The electronic version of this article is the complete one and can be found online at: http://www.infectagentscancer.com/content/6/1/2


Received:15 November 2010
Accepted:20 January 2011
Published:20 January 2011

© 2011 Rossi et al; licensee BioMed Central Ltd.

This is an Open Access article distributed under the terms of the Creative Commons Attribution License (http://creativecommons.org/licenses/by/2.0), which permits unrestricted use, distribution, and reproduction in any medium, provided the original work is properly cited.

Abstract

Background

HPV type distribution by cytological status represents useful information to predict the impact of mass vaccination on screening programs.

Methods

women aged from 25 to 64 who attended cervical cancer screening in five different Italian regions were tested for HPV infection with Hybrid Capture II (HCII) low and high risk probes. Women repeating Pap-test upon unsatisfactory or positive results, or as a post-treatment and post-colposcopy follow-up analysis, were excluded from our study. High risk (HR) HPV positive samples were typed using GP5+/GP6+ primed PCR, followed by Reverse Line Blot for 18 high/intermediate risk HPV types, while low risk (LR) HPV positive samples were tested with type specific primers for HPV6 and HPV11.

Results

3410 women had a valid HCII and Pap-test. The prevalence of HR and LR infections was 7.0% and 3.6%, 29.1% and 13.7%, 68.1% and 31.9%, 60.0% and 0.0%, 65.0% and 12.0%, for negative, ASC-US, L-SIL, ASC-H and H-SIL cytology, respectively. The fraction of ASC-US+ cytology due to HPV 16 and 18 ranged from 11.2 (HPV 16/18 alone) to 15.4% (including HPV 16/18 in co-infection with other virus strains), and that due to HPV 6 and 11 ranged from 0.2% (HPV 6/11 alone) to 0.7% (including HPV 6/11 in co-infection with other LR virus strains).

Conclusions

mass vaccination with bivalent or quadrivalent HPV vaccine would modestly impact on prevalence of abnormal Pap-test in screening.

Background

In Italy, vaccination against HPV was included in the routine vaccination schedule at the beginning of 2008 and has since been actively offered to all 11-year old girls [1].
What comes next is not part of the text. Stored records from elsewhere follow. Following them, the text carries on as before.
Issue #72, opened 2020-03-25
Test dependency in metapackage


matthew-reynolds:
I'm not sure what a test dependency in a metapackage really does or offers, but I worry that it will pull in the dependency when using tools such as `rosinstall_generator` (Full disclaimer: I'm still very very green with ROS2, so I'm just pulling from ROS1 experience here).

Truthfully, I've never even seen a `test_depend` in a metapackage before. Can someone explain what the intended outcome of this dependency is? If there isn't one, I will open a PR to remove it in order to keep the dependencies of the metapackage slimmer (Similar to in ros_control, where tests are no longer part of the metapackage: https://github.com/ros-controls/ros_control/pull/411)

https://github.com/ros-controls/ros2_control/blob/9850a4bca817d34c776e35509e11474b3ea0d21f/ros2_control/package.xml#L20

bmagyar:
I don't know of any reason why we should keep it, in fact it feels like the same sort of setup that we had it ROS1. @Karsten1987 is there any particular reason for this, would something set on fire if we got rid of this test-dep?

@matthew-reynolds probably worth opening a PR and we can actually confirm things on the ROS2 buildfarm.

matthew-reynolds:
Closed in #75

PR #75, opened 2020-04-09
Remove test_depend from metapackage

matthew-reynolds:
Addresses #72.

Test packages shouldn't be listed in the metapackage.

Disclaimer: As mentioned in #72, I'm still green with ROS2, but AFAIK the dependency management is largely the same as ROS1. This PR is in part to see if CI still passes ;)

### DIFF
--- a/ros2_control/package.xml
+++ b/ros2_control/package.xml
@@ -17,8 +17,6 @@
   <exec_depend>controller_parameter_server</exec_depend>
   <exec_depend>hardware_interface</exec_depend>
 
-  <test_depend>test_robot_hardware</test_depend>
-
   <export>
     <build_type>ament_cmake</build_type>
   </export>


Karsten1987:
I just came across this again and I think we should actually revert this change.

I think it makes sense to have the test packages listed under `test_depend` to set up a full working (developer) workspace. I think that `rosinstall-generator` is the right tool for this and thus should pull in test dependencies.
The big benefit we have here is that if I compile and test up to the metapackage, I can make sure that my test packages are included and being tested.

As for debian packages, I would claim (but this should probably be confirmed by somebody else as well) that the test packages are not being installed. We've applied a similar metapackage structure at [rosbag2](https://github.com/ros2/rosbag2/blob/master/rosbag2/package.xml#L22-L23) and the debian packages don't show any dependency to the test packages:

```
$ apt-rdepends ros-eloquent-rosbag2 | grep -i test
Reading package lists... Done
Building dependency tree       
Reading state information... Done
  Depends: ros-eloquent-ament-cmake-test
ros-eloquent-ament-cmake-tes
```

Since 2006, both the Ministry of Health and the Centre for Disease Prevention and Control have planned and commissioned a set of studies to assess HPV epidemiology before introducing the vaccine and to predict the impact of a mass vaccination campaign [2].

In particular, the aim of the present study was to measure the prevalence of different HPV types in the general population attending screening programs in the metropolitan area of Rome and southern Italy.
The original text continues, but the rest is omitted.